If I store stablecoins on an exchange (e.g., Binance) and the exchange goes bankrupt (referencing the FTX incident), are my stablecoins still safe?
Hey, about the risks of keeping stablecoins on exchanges
Honestly, I've struggled with this question too, especially after the FTX incident spooked everyone. I'm no expert, but having played around with crypto for years and seen plenty of pitfalls, I'll share my thoughts. Simply put: your stablecoins stored on exchanges (like Binance) aren’t necessarily safe, especially if the exchange goes bankrupt. Let’s break it down step by step in plain language.
First, why it’s risky
- Exchanges aren’t banks: When you deposit stablecoins (like USDT or USDC), you’re essentially lending your money to the exchange. They use your assets for investments, lending, etc., but unlike banks, there’s no government insurance. FTX is a prime example—they misused user funds for high-risk bets, collapsed, and users lost everything.
- Stablecoins are "stable," but location matters: Stablecoins are pegged 1:1 to the US dollar, so they’re theoretically redeemable for cash. But if held on an exchange, they control your coins. In a bankruptcy, your coins could be used to pay debts or simply vanish. Binance looks solid now, but who knows? History is full of "solid" exchanges that failed.
- Weak legal protection: Crypto lacks safeguards like traditional finance’s FDIC deposit insurance. Most exchanges’ terms state "your assets aren’t our liability." If they go bankrupt, you’re last in line as a creditor—chances of recovery are slim.
What did we learn from FTX? Users thought their funds were safe, but the exchange secretly gambled with them. After the collapse, people lined up for scraps, and many lost it all.
So, can my stablecoins be safe?
Not absolutely—the risk is high. Some exchanges like Binance have a "SAFU Fund" (an emergency reserve) claiming to protect users. But it’s not ironclad—FTX made similar promises, and look how that turned out. If you’re lucky, an exchange with Proof of Reserves (audits proving they hold your assets) might be better. Still, these aren’t foolproof; loopholes exist.
What do I recommend? (Based on my experience)
For peace of mind, I no longer keep everything on exchanges. Try these:
- Self-custody wallets: Move stablecoins to your own hardware wallet (e.g., Ledger or Trezor). You control the private keys—no one can touch them. Downside: you’re responsible for security (don’t lose your seed phrase!).
- Diversify: Don’t put all eggs in one basket. Keep some on exchanges (only for short-term trading), some in DeFi wallets or decentralized platforms (e.g., MetaMask connected to Uniswap).
- Choose reputable exchanges: Check their audit reports and user reviews. Binance has third-party audits now, but stay updated on news. Or try regulated platforms like Coinbase (licensed in the US, relatively safer).

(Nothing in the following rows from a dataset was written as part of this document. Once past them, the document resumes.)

PR #55, opened 2015-04-06
Adding sidebar in

jo-asakura:
:eyeglasses: @danehansen


danehansen:
:fish:

src/views/pages/subredditAbout.jsx
```diff
@@ -0,0 +1,124 @@
...
+    var sort = this.props.sort || 'hot';
+
+    if (this.state.data.meta && this.props.renderTracking) {
+      tracking = (<TrackingPixel url={ this.state.data.meta.tracking } />);
+    }
+
+    var htmlDump;
+    if (!loading) {
+      var data = this.state.data.data;
+      var prettyHtml = utils.cleanHtml(data.description_html);
```
JordanMilne: This has the same issue as https://github.com/reddit/reddit-text-js/pull/1, we should be undoing the API's useless HTML escaping in Snoode rather than here so we don't depend on implementation details of the API's escaping mechanism in our apps. Also, it'd magically fix a bunch of other things

spladug:
nit: per the [reddit standard styleguide](https://github.com/reddit/styleguide/tree/master/general-style-guidelines#git-workflow), partial-work commits like "more progress on...", "final touches...", and "cleanup" should all just be squashed together as they're not relevant to future denizens of the codebase.

specifically, each commit should do one logical change to the code and should do it completely.  the commit history should describe changes to the project and the reasoning behind them, not a log of work.

src/views/components/TopNav.jsx
```diff
@@ -35,16 +70,24 @@ class TopNav extends React.Component {
 
     this.state = {
       subredditName: subredditName,
+      subredditId: null,
       rollover: '',
       sideNavOpen: false,
+      loaded: !(props.subredditName && props.token),
```
ajacksified: We could get away with setting this to `true`, and just quietly updating the `is susbscriber` option in the menu; it would make the site seem quite a bit faster.

src/views/components/TopNav.jsx
```diff
@@ -21,6 +40,22 @@ function shorten(text, len) {
   return text;
 }
 
+function loadSubredditData(ctx) {
+  // NOTE:
+  //  cannot call with `ctx.props` because `ctx.props.data`
+  //  could lead to a wrong cached resource
+  SubredditAboutPage.populateData(ctx.props.api, {
```
ajacksified: This won't render properly on the server side; the subreddit should instead be loaded from the index / about pages and be passed in. The data could go into state and be passed into individual components for a progressive load.

src/views/components/TopNav.jsx
```diff
@@ -79,22 +157,67 @@ class TopNav extends React.Component {
...
+      });
+
+      props.api.subscriptions.post(options)
+        .done(function (data) {
+          if (!Object.keys(data.data).length) {
+            this.setState({
+              userIsSubscribed: !this.state.userIsSubscribed
+            });
+          } else {
+            window.console.warn(data);
```
ajacksified: Send to an error page instead?

src/views/pages/subredditAbout.jsx
ajacksified: :+1: for moving to snoode.

PR #60, opened 2015-04-08
Fix build process to ignore certain large files; fix watcher

ajacksified:
Reduces initial build time by about 75%, and subsequent builds using `watch` are about 4s. Not perfect, but a whole lot better.

run `npm run dev` for a single, dev-only build; or `npm run watch` for a watched build.

:eyeglasses: @danehansen or @jo-asakura


jo-asakura:
:fish:

PR #61, opened 2015-04-09
Replace current loading image with svg animation

danehansen:


assets/less/components/TopNav.less
```diff
@@ -9,11 +9,6 @@
   border-bottom: @gray-border;
 }
 
-  .TopNav .loading-indicator {
```
jo-asakura: This helps to set a proper size on a loading indicator inside of the header.

danehansen: i dont understand why the loader ever even gets put inside the TopNav in the first place, but it certainly is never given any text or content and it's fixed position now for the page so doesn't really matter what its inside of, it will just be in the center of the window.

jo-asakura: in order to display subreddit's subscription/unsubscription information we need to pull API data and when user navigates between pages we don't reload the header, so there should a loading event while data gets pulled down.

danehansen:
@jo-asakura :haircut:

jo-asakura:
:fish:

PR #65, opened 2015-04-09
Move `cleanhtml` to snoode

ajacksified:
:eyeglasses: @JordanMilne 

Depends on https://github.com/reddit/snoode/pull/9


JordanMilne:
Whoops, almost [missed this](https://github.com/reddit/reddit-mobile/blob/master/src/views/pages/listing.jsx#L165), this can go too. Might actually be able to take out all the `mapComments` stuff. 

Is there anywhere else we do decoding like this?

:nail_care:

ajacksified:
`mapComments` also does a significant amount of auto-collapsing, so I don't think we can remove that yet - but we can get rid of decoding everywhere. I'll make another pass.

ajacksified:
:haircut:

JordanMilne:
:fish:

PR #66, opened 2015-04-14
Make icon font

danehansen:


ajacksified:
To run the `icons` job, you need to install lodash; can you add that to the package.json?

ajacksified:
Icon files should also be piped through `rev` (see https://github.com/reddit/reddit-mobile/blob/master/buildTasks/less.js#L20-24) to create a new filename and manifest json for s3 cache busting.

ajacksified:
:nail_care:

PR #349, opened 2015-10-19
Ignore CSRF on /timings

ajacksified:
:eyeglasses: @curioussavage, and also @JordanMilne for visibility 

Don't use an invalid, cloudflare'd CSRF token on timings.


ajacksified:
(Updated after speaking to @JordanMilne in slack)

JordanMilne:
:fish:

PR #350, opened 2015-10-19
Revert token-nuke and get all scopes by *

ajacksified:
:eyeglasses: @umbrae 

Thanks for the pointer, @kjoconnor


umbrae:
:fish: yay

PR #351, opened 2015-10-19
Version gate node version

ajacksified:
:eyeglasses: @umbrae

### DIFF
--- a/version.js
+++ b/version.js
@@ -1,0 +1,6 @@
+var semver = require('semver');
+var packageJSON = require('./package.json');
+
+if (!semver.satisfies(process.version, packageJSON.engines.node)) {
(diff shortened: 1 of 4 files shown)


version.js
```diff
@@ -0,0 +1,6 @@
+var semver = require('semver');
+var packageJSON = require('./package.json');
+
+if (!semver.satisfies(process.version, packageJSON.engines.node)) {
```
umbrae: This will make it bomb out on iojs, right? If so, is there a reason we need `iojs` in `package.json`'s `engines`?

umbrae:
:nail_care: just a small q!

ajacksified:
Oh, derp

ajacksified:
:haircut:

umbrae:
:fish:

PR #353, opened 2015-10-20
Fix hidden

curioussavage:
:eyeglasses: @madbook @ajacksified 

other than all the es5 to es6 cleanup noteworthy items are:

userSaved: I refactored it a little while testing and had to refactor listing to get it working again.


curioussavage:
I think we pretty much picked let, I do see that I forgot to use it a few times though, will update.

ajacksified:
:fish:

PR #354, opened 2015-10-21
SideNav: don't rely on datacache for user or prefs

curioussavage:
a few small changes to SideNav for readability too

:eyeglasses: @ajacksified 

sidenav: Doesn't rely on the datacache for subscriptions (the pr moving cache to snoode broke subscriptions in the menu), user and subscriptions are passed as props

Also pulled the data for the about reddit links into another file, saved about 70 lines :)


curioussavage:
:eyeglasses: @madbook if you have a sec

ajacksified:
Whoops, :fish:

PR #357, opened 2015-10-22
SideNav: call close method on route start event

curioussavage:
:eyeglasses: @madbook 

this one slipped through in the sideNav refactor. I had searched the project for the `route:start` event and didn't find it so I assumed (incorrectly) that this did nothing. Right now when you click on a subreddit in sidenav it doesnt collapse the menu


ajacksified:
:fish:  - @curioussavage, it's called from horse: https://github.com/reddit/horse/blob/master/src/app.es6.js#L35

madbook:
:fish:

PR #358, opened 2015-10-27
Server

curioussavage:
:eyeglasses: @ajacksified @madbook 

No significant code changes here. Just made a few quick changes to how things are organized. separates the server only stuff into its own directory


src/server/config.es6.js
```diff
@@ -0,0 +1,61 @@
+
```
ajacksified: extra newline :scream:

ajacksified:
The moving around looks good. If you feel like it, take a pass and swap `var`s for `const` and `let`s. Small style fix, and :fish: as current

ajacksified:
:fish:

- Test with small amounts: Newbies should start with small deposits—don’t go all in.
- Have an exit plan: Regularly withdraw some funds to your bank or cash out. Crypto is volatile; never go all-in.
Bottom line: Exchanges are convenient but risky, especially during bankruptcies. FTX taught me a lesson—I now prefer self-custody. Your situation may differ, so do your research. Feel free to ask more questions!